» **RECORDS SUPPLIED**
• • • • • • •
Issue #1296, opened 2018-10-18
Findif incompatible with full_hess_every


JonathonMisiewicz:
I wondered how the pre-#1289 driver handled core cleaning when `optimize` called for a `hessian`. I discovered the handling was bugged. The following input file crashes when I try to run it on my control version of Psi, 287272b. The initial Hessian is fine because `GUESS` hasn't yet been set to `READ`. (I assume that happens somewhere in OPTKING.) After the first step, `GUESS` is set to read, causing the seventh displacement for the hessian to crash with `ValidationError: Cannot compute projection of different symmetries.` I had been under the impression that https://github.com/psi4/psi4/blob/master/psi4/driver/driver.py#L1454-L1455 existed precisely to avoid such things, so maybe those lines do something else?

```
molecule h2o { 
     O    
     H 1 1.0 
     H 1 1.0 2 104.5 
}

set {
  basis sto-3g
  e_convergence 10
  d_convergence 10
  points 3
  geom_maxiter 7
  full_hess_every 1 
}

optimize('scf', dertype = 0)
```

EDIT: The conditions are more general than originally reported. Any findif hessian with `GUESS` set to `READ` will trigger the bug. The hessians computed by `full_hess_every` are just one particular instance.

JonathonMisiewicz:
Per Slack discussion: Let's just disable writing orbitals from displaced geometries. We trust the undisplaced orbitals more for `GUESS=READ` purposes, which is the only reason we need to touch file 180, so this will give us better orbitals as well. Will be included in #1289, because this looks like a job for `_process_displacement`.

PR #1424, opened 2018-12-11
Symmetry-Breaking Findif, and Reference First

### LINKED ISSUE #1052: Displacements Breaking Explicit Symmetry Crash Psi
If a user sets the symmetry explicitly and then attempts to perform a finite difference calculation, Psi raises `Fatal Error: User specified point group is not a subgroup of the highest detected point group.` This problem does not occur if the user does not explicitly provide the symmetry. The problem also occurs if `reset_point_group` is used. Example input below.

I don't know enough about Psi's symmetry and molecule tech to tell if this is a problem that needs to be fixed findif side or molecule side. If this needs to be fixed findif side, I'll take it for obvious reasons. If not, then if this isn't fixed by the time findif is done, I'll take this anyways. I've had a vendetta against this bug since November.

```
molecule h2o {
  symmetry c2v
  O
  H 1 0.9894093
  H 1 0.9894093 2 100.02688
}

set {
  basis sto-3g
  d_convergence 11
  scf_type pk
}

frequencies('scf', dertype=1, return_wfn=True)
```

JonathonMisiewicz:
## Description
Fixes #1052 at long, long last: when the user explicitly declares a symmetry, findif is now smart enough to put displacements in the proper subgroup.

As part of the fix, control over molecule cloning for finite difference has passed to `_process_displacement`. It seemed easier (and more appropriate) than adding code to make a new clone in each for loop. The clone would be necessary so that each displacement can have its own symmetry.

Since I was touching that part of the code anyways, I have reorganized so that the reference is guaranteed to be the first displacement. This has the advantage that if orbital reading is enabled, the following displacements will be able to read from the reference, as intended.

## Todos
- [x] Fixes #1052
- [x] Exposes more C functions to Python
- [x] Move the reference geometry first for ease of orbital reads

## Checklist
- [x] Tests modified to account for bug fix
- [x] All findif tests passing

## Status
- [x] Ready for review
- [x] Ready for merge

### DIFF
--- a/psi4/driver/driver.py
+++ b/psi4/driver/driver.py
@@ -140,7 +140,7 @@ def _process_displacement(derivfunc, method, molecule, displacement, n, ndisp, *
        method : str
           A string specifying the method to be used for the computation.
        molecule: psi4.core.molecule or qcdb.molecule
-          The molecule for the computation. Geometry setting is handled internally.
+          The molecule for the computation. All processing is handled internally.
        displacement : dict
           A dictionary containing the necessary information for the displacement.
           See driver_findif/_geom_generator.py docstring for details.
@@ -161,15 +161,25 @@ def _process_displacement(derivfunc, method, molecule, displacement, n, ndisp, *
     print(""" %d""" % (n), end=('\n' if (n == ndisp) else ''))
     sys.stdout.flush()
 
+    parent_group = molecule.point_group()
+    clone = molecule.clone()
+    clone.reinterpret_coordentry(False)
+    clone.fix_orientation(True)
+
     # Load in displacement (flat list) into the active molecule
     geom_array = np.reshape(displacement["geometry"], (-1, 3))
-    molecule.set_geometry(core.Matrix.from_array(geom_array))
+    clone.set_geometry(core.Matrix.from_array(geom_array))
 
+    # If we lost symmetry, use the highest subgroup of the parent this displacement has..
+    disp_group = clone.find_highest_point_group()
+    new_bits = parent_group.bits() & disp_group.bits()
+    new_symm_string = qcdb.PointGroup.bits_to_full_name(new_bits)
+    clone.reset_point_group(new_symm_string)
     # clean possibly necessary for n=1 if its irrep (unsorted in displacement list) different from initial G0 for freq
     core.clean()
 
     # Perform the derivative calculation
-    derivative, wfn = derivfunc(method, return_wfn=True, molecule=molecule, **kwargs)
+    derivative, wfn = derivfunc(method, return_wfn=True, molecule=clone, **kwargs)
     displacement["energy"] = core.variable('CURRENT ENERGY')
 
     # If we computed a first or higher order derivative, set it.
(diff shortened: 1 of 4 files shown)


psi4/driver/driver.py
```diff
@@ -1269,13 +1275,8 @@ def hessian(name, **kwargs):
...
             """hessian() will perform frequency computation by finite difference of analytic gradients.\n""")
 
-        # Shifting the geometry so need to copy the active molecule
-        moleculeclone = molecule.clone()
-
         # Obtain list of displacements
-        findif_meta_dict = driver_findif.hessian_from_gradient_geometries(moleculeclone, irrep)
-        moleculeclone.reinterpret_coordentry(False)
-        moleculeclone.fix_orientation(True)
+        findif_meta_dict = driver_findif.hessian_from_gradient_geometries(molecule, irrep)
```
dgasmith: Should this be `clone` here?

andysim:
This looks great!  Thanks for figuring out this very tricky problem.  A long time ago, @fevangelista and I figured out the machinery to map symmetry-dependent arrays like `DOCC` and `SOCC` into the appropriate subgroups.  Would you mind quickly testing to see if `DOCC` can be specified in c2v symmetry with your current version?  If not, we'll have to open a follow up PR to make sure this mapping is done (I think it's best left out of this PR to avoid scope creep).

psi4/driver/driver.py
```diff
@@ -689,23 +699,19 @@ def gradient(name, **kwargs):
...
 
-        # This version is pretty dependent on the reference geometry being last (as it is now)
         print(""" %d displacements needed ...""" % (ndisp), end='')
 
-        for n, displacement in enumerate(findif_meta_dict["displacements"].values(), start=1):
-            _process_displacement(
-                energy, lowername, moleculeclone, displacement, n, ndisp, write_orbitals=False, **kwargs)
-
-        wfn = _process_displacement(energy, lowername, moleculeclone, findif_meta_dict["reference"], ndisp, ndisp,
+        wfn = _process_displacement(energy, lowername, molecule, findif_meta_dict["reference"], 1, ndisp,
```
dgasmith: Can you elaborate on the new looping structure here?

psi4/driver/driver.py
JonathonMisiewicz: No.

None of the geometry generators change the molecule, so there's no need to have a clone for purposes of generating the metadict. Cloning is only needed for the computations and is now done in `_process_displacement`, because different displacements need different clones for symmetry purposes.

psi4/driver/driver.py
JonathonMisiewicz: This isn't a new looping structure, just a change in the order in which we compute displacements. The reference displacement, previously done last, is now moved to be first. The argument to `_process_displacement` specifying the displacement number for print purposes has been changed accordingly.

The point of the change is so the reference is guaranteed to be available for use as an orbital guess, per https://github.com/psi4/psi4/issues/1296#issuecomment-431018568.

JonathonMisiewicz:
@andysim I checked DOCC compatibility just before I submitted this, and it worked. I'll add a simple DOCC set to the findif test when I fix whatever is causing tests to fail.

It'll likely be a few days before I have the time to get those fixed.

JonathonMisiewicz:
• • • • • • •
» **INSTRUCTIONS FOR THE TASK**
Only the lines above starting with the one with "# Load in displacement" and going through the one with "disp_group = clone.find_highest_point_group()" are to be copied, word for word and with both ends kept.

» **EXERCISE ANSWER**
     # Load in displacement (flat list) into the active molecule
     geom_array = np.reshape(displacement["geometry"], (-1, 3))
-    molecule.set_geometry(core.Matrix.from_array(geom_array))
+    clone.set_geometry(core.Matrix.from_array(geom_array))
 
+    # If we lost symmetry, use the highest subgroup of the parent this displacement has..
+    disp_group = clone.find_highest_point_group()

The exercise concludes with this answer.